Oí la dura voz de un militar gritando a pleno
pulmón. Poco a poco abrí los ojos. Era un sábado por la mañana. No sé cuándo se
me ocurrió poner esa alarma.
Me levanté y apagué la alarma rápidamente antes de que Álvaro se despertara. Logré salir a duras penas del cuarto. Mientras salía, comencé a escuchar la orquesta habitual de una mañana de sábado: el piano sonando con melodías repetitivas de mi hermano, practicando para su concierto, gente yendo y viniendo por el pasillo, gritos provenientes de la cocina. Fui a la fuente de las voces donde se encontraban los pequeños Josemi y Dani desayunando y causando alboroto. Me pregunto cómo Álvaro seguía dormido.
Me preparé rápidamente el desayuno, pues tenía una entrevista de trabajo muy importante en dos horas, llevaba un año y 85 días esperando esta oportunidad. Mi desayuno fue interrumpido por los llantos de Dani, con la cara llena de mermelada. Josemi, a modo de broma, le había estampado una tostada. Yo tuve que poner orden y regañar al causante de tal alboroto.
Este problema hizo que no me diera tiempo a desayunar. Me dispuse a irme de la cocina, cuando comencé a escuchar en la otra punta de la casa una música de phonk brasileño. Retumbaban las paredes, cada golpe de bajo hacía vibrar la lámpara del techo. La música se acercaba, sonando cada vez más fuerte, hasta llegar a la cocina. Era Santi con un altavoz sujeto encima de la cabeza, girando como si estuviera en un concierto de Tomorrowland, mientras pregonaba:
—¡Buenos díaaass!
Yo ignoré la situación y, esquivándole, me fui en dirección al baño. Con el tiempo, te acabas acostumbrando a tener siete hermanos.
Ya en el baño, me metí en la ducha, abrí el grifo y, para mi sorpresa, no salía agua. No era la primera vez que me pasaba. Resignado, me vestí con lo primero que vi en mi cuarto. Al salir de mi habitación, mi madre me pidió con urgencia que recogiera la caca que el gato había dejado en el suelo del pasillo. Ella no tenía cara de dejar pasar ninguna excusa, por lo que me movilicé rápido. Miré el reloj: me quedaba solo una hora para llegar a la entrevista.
Cogí mis armas, que consistían en una bolsa de plástico y mucho valor, y me dispuse a acercarme a la caca cuando vi que algo se movía a mi derecha.

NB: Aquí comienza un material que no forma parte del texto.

PR #11857, opened 2024-09-27
Handle location tag bindings of removed resources

mKeRix:
Currently, the `google_tags_location_tag_binding` resource will cause any plans to fail whenever the resource (`parent`) it was for is deleted outside of Terraform. Specifically, it results in errors like these during the read operation:

```
│ Error: Error when reading or editing TagsLocationTagBinding "<some-id>": googleapi: Error 403: The caller does not have permission
│ Details:
│ [
│   {
│     "@type": "type.googleapis.com/google.rpc.ResourceInfo",
│     "description": "permission [storage.buckets.listTagBindings] required (or the resource may not exist in this location)",
│     "resourceName": "//storage.googleapis.com/projects/_/buckets/<bucket-name>"
│   }
│ ]
│
│   with google_tags_location_tag_binding.binding,
│   on main.tf line 24, in resource "google_tags_location_tag_binding" "binding":
│   24: resource "google_tags_location_tag_binding" "binding" {
│
╵
```

The correct Terraform behavior would be that it recognizes this resource has been removed and drops it from the state. This PR implements that behavior, allowing plan operations to succeed even when the related resource was removed externally.

I tested the change successfully against my own test files, as well as the [reproduction snippet](https://gist.github.com/alexjmoore/0bfb62718f872e6fb72e73dedda2ca3e) from the linked issue. 

Fixes hashicorp/terraform-provider-google#15928.

```release-note:bug
tags:  removed `google_tags_location_tag_binding` resource from the Terraform state when its parent resource has been removed outside of Terraform
```

### DIFF
--- a/mmv1/third_party/terraform/services/tags/resource_tags_location_tag_bindings.go.tmpl
+++ b/mmv1/third_party/terraform/services/tags/resource_tags_location_tag_bindings.go.tmpl
@@ -7,8 +7,10 @@ import (
 	"strings"
 	"time"
 
+    "github.com/hashicorp/errwrap"
 	"github.com/hashicorp/terraform-provider-google/google/tpgresource"
 	transport_tpg "github.com/hashicorp/terraform-provider-google/google/transport"
+	"google.golang.org/api/googleapi"
 
 	"github.com/hashicorp/terraform-plugin-sdk/v2/helper/schema"
 )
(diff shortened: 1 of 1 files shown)


zli82016 (approved):
LGTM. I tested locally and the resource `google_tags_location_tag_binding` is removed from the Terraform state when its parent is deleted outside of Terraform

PR #11860, opened 2024-09-27
Add acceptance tests for how provider handles `scopes` argument

SarahFrench:
This PR adds acceptance tests for usage of scopes that demonstrate:

- how the provider behaves when provider configuration arguments come from different sources ( config vs ENVs)
    - There are no ENVs for scopes
    - There is a default set of scopes used if the argument isn't supplied
- schema-level validation that's in place
    - There isn't any validation about empty lists, instead the empty list is ignored
- use cases: how does this argument impact the providers behaviour in plan/apply
    - I've implemented a test case where setting the scopes to incorrect values causes provisioning to fail.

```release-note:none

```

### DIFF
--- a/mmv1/third_party/terraform/provider/provider_scopes_test.go
+++ b/mmv1/third_party/terraform/provider/provider_scopes_test.go
@@ -1,0 +1,161 @@
+package provider_test
+
+import (
+	"fmt"
+	"regexp"
+	"testing"
+
+	"github.com/hashicorp/terraform-plugin-testing/helper/resource"
+	"github.com/hashicorp/terraform-provider-google/google/acctest"
+	"github.com/hashicorp/terraform-provider-google/google/transport"
+)
+
+// TestAccSdkProvider_scopes is a series of acc tests asserting how the SDK provider handles scopes arguments
+// It is SDK specific because the HCL used provisions SDK-implemented resources
+// It is a counterpart to TestAccFwProvider_scopes
+func TestAccSdkProvider_scopes(t *testing.T) {
+	testCases := map[string]func(t *testing.T){
+		// Configuring the provider using inputs
+		"default scopes are used when there are no user inputs": testAccSdkProvider_scopes_providerDefault,
+		"scopes can be set in config":                           testAccSdkProvider_scopes_setInConfig,
+		//no ENVs to test
+
+		// Schema-level validation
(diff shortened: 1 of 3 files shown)


SarahFrench:
TeamCity tests:

- [SDK](https://hashicorp.teamcity.com/buildConfiguration/TerraformProviders_GoogleCloud_GOOGLE_BETA_MMUPSTREAMTESTS_GOOGLEBETA_PACKAGE_PROVIDER/240887?hideTestsFromDependencies=false&hideProblemsFromDependencies=false&expandBuildChangesSection=true)
- [PF](https://hashicorp.teamcity.com/buildConfiguration/TerraformProviders_GoogleCloud_GOOGLE_BETA_MMUPSTREAMTESTS_GOOGLEBETA_PACKAGE_FWPROVIDER/240888?hideTestsFromDependencies=false&hideProblemsFromDependencies=false&expandBuildChangesSection=true)

SarahFrench:
I'm not sure what's going on in the failure above, very hard to search in the logs

mmv1/third_party/terraform/provider/provider_scopes_test.go
```diff
@@ -0,0 +1,161 @@
...
+// It is a counterpart to TestAccFwProvider_scopes
+func TestAccSdkProvider_scopes(t *testing.T) {
+	testCases := map[string]func(t *testing.T){
+		// Configuring the provider using inputs
+		"default scopes are used when there are no user inputs": testAccSdkProvider_scopes_providerDefault,
+		"scopes can be set in config":                           testAccSdkProvider_scopes_setInConfig,
+		//no ENVs to test
+
+		// Schema-level validation
+		"when scopes is set to an empty array in the config the value is ignored and default scopes are used": testAccSdkProvider_scopes_emptyArray,
```
c2thorn, line 24: nice capturing this case!

c2thorn (approved):

mmv1/third_party/terraform/provider/provider_scopes_test.go
SarahFrench: Thanks 😁 We could add some validation in future to make the scenario more explicit, i.e. block empty arrays so users aren't lulled into a false sense of using no scopes, but that'd be a breaking change. And I don't even know if setting zero scopes is something users would attempt to do, but I can imagine there's someone out there doing it!

PR #11861, opened 2024-09-27
Switched to emoji for color-based emphasis

melinath:
Also updated template formatting tests to be less prescriptive about the exact formatting of the returned message.

Fixed https://github.com/hashicorp/terraform-provider-google/issues/19301

```release-note:none

```

### DIFF
--- a/.ci/magician/cmd/templates.go
+++ b/.ci/magician/cmd/templates.go
@@ -17,7 +17,7 @@ func color(color, text string) string {
 	case "green":
 		emoji = "🟢"
 	default:
-		emoji = ""
+		return text
 	}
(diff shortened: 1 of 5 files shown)


roaks3 (approved):
Nice solution!

(Personal preference: I would probably vote for just the preceding emoji, instead of one before AND after)

melinath:
> (Personal preference: I would probably vote for just the preceding emoji, instead of one before AND after)

Yeah, it's a bit much - made that change in [7612963](https://github.com/GoogleCloudPlatform/magic-modules/pull/11861/commits/7612963a9376bf35de7365232710f75e2d6fe58b) and added a space after the emoji.

PR #11866, opened 2024-09-28
Update `google_sql_database` and `google_sql_user` to not do Read actions when instance is not active

jharshika:
This pull request addresses issue [hashicorp/terraform-provider-google#7810](https://github.com/hashicorp/terraform-provider-google/issues/7810). If the activation policy is not ALWAYS i.e. the instance is not active, return from the get resource method of "user" and "database". In the API layer if the activation policy is not set the ALWAYS then get resource will throw an error. To avoid breaking `terraform plan`, updating the getter method to avoid the error during refresh.

With these changes, `terraform plan` and `terraform apply` will succeed. If the customer try to update/delete the resource, it will still throw exception as it is not supported for inactive resources.

```release-note:none
sql: updated `google_sql_database` and `google_sql_user` so they don't perform Read operations if their associated `google_sql_database_instance` has `activation_policy` set to "NEVER". This avoids triggering API errors while the instance is unavailable.
```


SarahFrench (commented):
Hi @jharshika, thanks for pivoting from your previous approach to solve this issue!

I believe I understand the problem and the solution in this PR is option 5 described in the linked GitHub issue:

>Option 5: Check the activation_policy before refreshing

Given the [existing tests all pass here](https://github.com/GoogleCloudPlatform/magic-modules/pull/11866#issuecomment-2383652918) it looks like this change doesn't impact provisioning google_sql_* resources. However it looks like there are no tests covering the scenario that triggers the API errors in the linked GitHub issue.

**Could you please add an acceptance test that would have triggered the API error prior to your PR?** I'm imagining an [update test](https://googlecloudplatform.github.io/magic-modules/develop/test/test/#add-an-update-test) where the first step provisions a google_sql_database_instance with activation_policy="ALWAYS", a google_sql_database, and a google_sql_user resource, and then in a second step activation_policy is updated to "NEVER"? There might be a better approach that better resembles how a user might trigger this API error, but either way I think we should add a test to prove the issue is solved.

jharshika:
Hi @SarahFrench Added the tests and verified it locally as well to verify the functionality.

mmv1/third_party/terraform/services/sql/resource_sql_user_test.go
```diff
@@ -324,6 +324,64 @@ func TestAccSqlUser_mysqlPasswordPolicy(t *testing.T) {
...
+					testAccCheckGoogleSqlUserExists(t, "google_sql_user.user"),
+				),
+			},
+		},
+	})
+}
+
+func testGoogleSqlUser_instanceWithActivationPolicy(instance, activationPolicy string) string {
+	return fmt.Sprintf(`
+resource "google_sql_database_instance" "test_instance" {
```
SarahFrench, line 365:
```suggestion
resource "google_sql_database_instance" "instance" {
```

SarahFrench (commented):
Thanks for adding the test!

I ran the new code and tests from this PR in our test environment and I found a few things that needed a fix. However they're mostly to do with how the testing framework works instead of the config, so I figured I'd suggest the changes in a review. Also, I confirmed that the test fails when it's run using the code from main.

I hope it's ok but I'll go ahead and merge the suggested changes, run the tests, and we should be in a position to merge.

mmv1/third_party/terraform/services/sql/resource_sql_user_test.go
```diff
@@ -324,6 +324,64 @@ func TestAccSqlUser_mysqlPasswordPolicy(t *testing.T) {
...
+					testAccCheckGoogleSqlUserExists(t, "google_sql_user.user"),
+				),
+			},
+			// Step 3: Refresh to verify no errors
+			{
+				Config: testGoogleSqlUser_instanceWithActivationPolicy(instance, "NEVER"),
+				Check: resource.ComposeTestCheckFunc(
+					testAccCheckGoogleSqlUserExists(t, "google_sql_user.user"),
+				),
+			},
```
SarahFrench, line 358: Creating a single suggestion that combines the two previous suggestions affecting the same code

```suggestion
			// Step 2: Update activation_policy to NEVER
			{
				Config: testGoogleSqlUser_instanceWithActivationPolicy(instance, "NEVER"),
			},
			// Step 3: Refresh to verify no errors
			{
				Config: testGoogleSqlUser_instanceWithActivationPolicy(instance, "NEVER"),
			},
			// Step 4: Update activation_policy to ALWAYS so that post-test destroy code is able to delete the google_sql_user resource
			{
				Config: testGoogleSqlUser_instanceWithActivationPolicy(instance, "ALWAYS"),
				Check: resource.ComposeTestCheckFunc(
					testAccCheckGoogleSqlUserExists(t, "google_sql_user.user"),
				),
			},
```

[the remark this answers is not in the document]
SarahFrench: Applied in 3a6dd99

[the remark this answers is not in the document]
SarahFrench: Applied in 3a6dd99

SarahFrench:
For future reference by maintainers, here's a build running that acc tess with the latest code: [BUILD](https://hashicorp.teamcity.com/buildConfiguration/TerraformProviders_GoogleCloud_GOOGLE_MMUPSTREAMTESTS_GOOGLE_PACKAGE_SQL/247384?expandBuildChangesSection=true&hideTestsFromDependencies=false&hideProblemsFromDependencies=false)

mmv1/products/sql/Database.yaml
```diff
@@ -48,6 +48,7 @@ async:
 collection_url_key: 'items'
 custom_code:
   pre_delete: 'templates/terraform/pre_delete/sql_database_deletion_policy.tmpl'
+  pre_read: 'templates/terraform/pre_read/sql_database_activation_policy.tmpl'
```
SarahFrench, line 51: With the other test you've made as an example, could you please make a similar acceptance test that ensures that the Read action on the database resource is disabled as expected when the instance is availability_type = "NEVER"? It would essentially be a copy/paste of the test you've already added but with the database resource present in the config instead.

SarahFrench (commented):
Ok, the TestAccSqlUser_instanceWithActivationPolicy test is passing! 🎉 
Just to make sure nothing is overlooked, could you add a similar test for the database resource?

jharshika:
Thanks @SarahFrench for the suggested code changes. Updated the unit test for both user and database.

SarahFrench:
I'm just [running the skipped test](https://hashicorp.teamcity.com/buildConfiguration/TerraformProviders_GoogleCloud_GOOGLE_MMUPSTREAMTESTS_GOOGLE_PACKAGE_SQL/251041?hideTestsFromDependencies=false&hideProblemsFromDependencies=false&expandBuildChangesSection=true) again to confirm everything's ok.  Assuming it passes I'll approve and merge. Thank you for the additional test!

SarahFrench (approved):
[The test mentioned here](https://github.com/GoogleCloudPlatform/magic-modules/pull/11866#issuecomment-2420289280) passed, so approving & merging. Thanks for such a smooth PR process!

SarahFrench:
Final note on this PR for any future reference:

I've set the release note to 

>sql: updated `google_sql_database` and `google_sql_user` so they don't perform Read operations if their associated `google_sql_database_instance` has `activation_policy` set to "NEVER". This avoids triggering API errors while the instance is unavailable.

This PR doesn't prevent create/update/delete actions as the API error is useful in those cases. We need to skip Read when the instance isn't available, as the instance isn't queryable then. There may be Terraform configurations that are valid and contain a `google_sql_database_instance` with  other child resources, and then `activation_policy` is temporarily set to "NEVER". In those cases refresh actions will trigger API errors. When the instance is returned to being available then the child resources will resume as normal.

Parecía que una nueva batalla se me presentaba.
Una cucaracha estaba a mi lado, inmóvil, esperando el momento para salir correteando por toda la casa. Así lo hizo. Como un tigre persiguiendo a su presa, la seguí por toda la casa, mientras se escuchaban los gritos de los que presenciaban la escena. La persecución fue ardua, no dejaba de escaparse. Yo no la perdí de vista hasta que vi la oportunidad: le di el golpe fatal.
Satisfecho, limpié la escena del crimen y cumplí finalmente el encargo de la matrona. Mis hermanas, recién levantadas, me felicitaban por la hazaña, pero yo no les hice mucho caso. Quedaba media hora para la entrevista.
Recorrí el pasillo a toda velocidad hasta la puerta de la calle. Al intentar abrirla, me di cuenta de que se había atascado.
No me quedaba otra que salir por la ventana. Por suerte, vivo en un chalet y solo tuve que saltar un par de metros hacia el suelo.
Cogí mi bici y me fui pedaleando por las bellas calles de Santo Domingo, con sus imponentes chalets y el bosque al lado de la carretera. Aunque, en ese momento, las vistas y la belleza de Santo Domingo eran lo último que me importaba.
Cuando iba por la mitad del camino, noté que me costaba pedalear más de lo normal. Al fijarme, vi la rueda delantera de la bici atravesada por un clavo. Era como si todo el universo se estuviera poniendo en mi contra para que llegara tarde. Era como si la mermelada, las cucarachas, mi gato y el clavo de mi bici se unieran para retrasarme minuto a minuto.
Con dolor del cuerpo y del alma, conseguí arrastrar mi bici para llegar jadeando al centro comercial en un camino que se me hizo eterno. Al fin, entré en la entrevista.
Hubo un denso silencio. Al otro lado me miraba el entrevistador fijamente a través de sus anteojos, solo separados por una gran mesa de madera oscura. Su semblante serio no me daba pistas de lo que estaba pensando. Finalmente habló:
—Llevas quince minutos diciendo por qué has llegado tarde y todavía no me has respondido a mi pregunta.
Yo le respondí perplejo:
—Perdón, señor, ¿qué pregunta me ha hecho?
Tras una breve pausa, él me respondió:
—Le he preguntado si tiene alguna experiencia en cocinar hamburguesas o de servicio al cliente.